Within the records below, find each line that holds the string "have", then copy it.
[[ PROVIDED RECORDS open ]]
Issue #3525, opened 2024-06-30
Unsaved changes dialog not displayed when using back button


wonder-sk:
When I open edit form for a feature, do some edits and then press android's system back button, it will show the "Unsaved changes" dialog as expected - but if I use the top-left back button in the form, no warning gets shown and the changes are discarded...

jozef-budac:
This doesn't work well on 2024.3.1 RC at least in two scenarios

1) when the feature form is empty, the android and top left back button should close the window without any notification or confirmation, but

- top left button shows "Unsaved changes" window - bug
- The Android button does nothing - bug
[[ PROVIDED RECORDS closed ]]
[[ PROVIDED RECORDS open ]]
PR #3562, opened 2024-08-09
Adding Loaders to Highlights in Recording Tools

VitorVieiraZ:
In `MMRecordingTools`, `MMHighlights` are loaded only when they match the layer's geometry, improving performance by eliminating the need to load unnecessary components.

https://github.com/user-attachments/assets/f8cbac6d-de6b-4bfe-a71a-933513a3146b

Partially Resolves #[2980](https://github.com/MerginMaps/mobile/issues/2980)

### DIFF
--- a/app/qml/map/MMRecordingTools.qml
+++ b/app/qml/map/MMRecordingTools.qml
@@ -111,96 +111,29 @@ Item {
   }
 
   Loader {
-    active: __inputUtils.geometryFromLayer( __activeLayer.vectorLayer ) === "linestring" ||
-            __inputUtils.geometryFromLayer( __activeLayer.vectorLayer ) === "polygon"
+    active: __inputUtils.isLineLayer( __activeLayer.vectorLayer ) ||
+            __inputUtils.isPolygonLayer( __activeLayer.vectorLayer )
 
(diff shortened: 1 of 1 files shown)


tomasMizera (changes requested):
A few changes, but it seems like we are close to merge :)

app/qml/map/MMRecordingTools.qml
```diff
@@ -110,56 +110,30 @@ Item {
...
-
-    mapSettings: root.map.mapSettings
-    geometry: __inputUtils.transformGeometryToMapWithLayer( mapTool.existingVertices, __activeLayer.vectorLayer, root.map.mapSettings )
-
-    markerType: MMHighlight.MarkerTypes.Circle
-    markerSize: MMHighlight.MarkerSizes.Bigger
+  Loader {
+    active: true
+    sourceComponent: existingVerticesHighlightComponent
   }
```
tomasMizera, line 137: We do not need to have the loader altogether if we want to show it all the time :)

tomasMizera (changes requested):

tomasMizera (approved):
[[ PROVIDED RECORDS closed ]]
[[ PROVIDED RECORDS open ]]
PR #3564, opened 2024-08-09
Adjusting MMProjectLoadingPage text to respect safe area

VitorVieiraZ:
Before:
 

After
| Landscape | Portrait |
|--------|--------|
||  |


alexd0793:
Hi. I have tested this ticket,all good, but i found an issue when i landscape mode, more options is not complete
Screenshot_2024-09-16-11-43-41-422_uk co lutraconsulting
[[ PROVIDED RECORDS closed ]]
> **TASK ANSWER**:
tomasMizera, line 137: We do not need to have the loader altogether if we want to show it all the time :)
Hi. I have tested this ticket,all good, but i found an issue when i landscape mode, more options is not complete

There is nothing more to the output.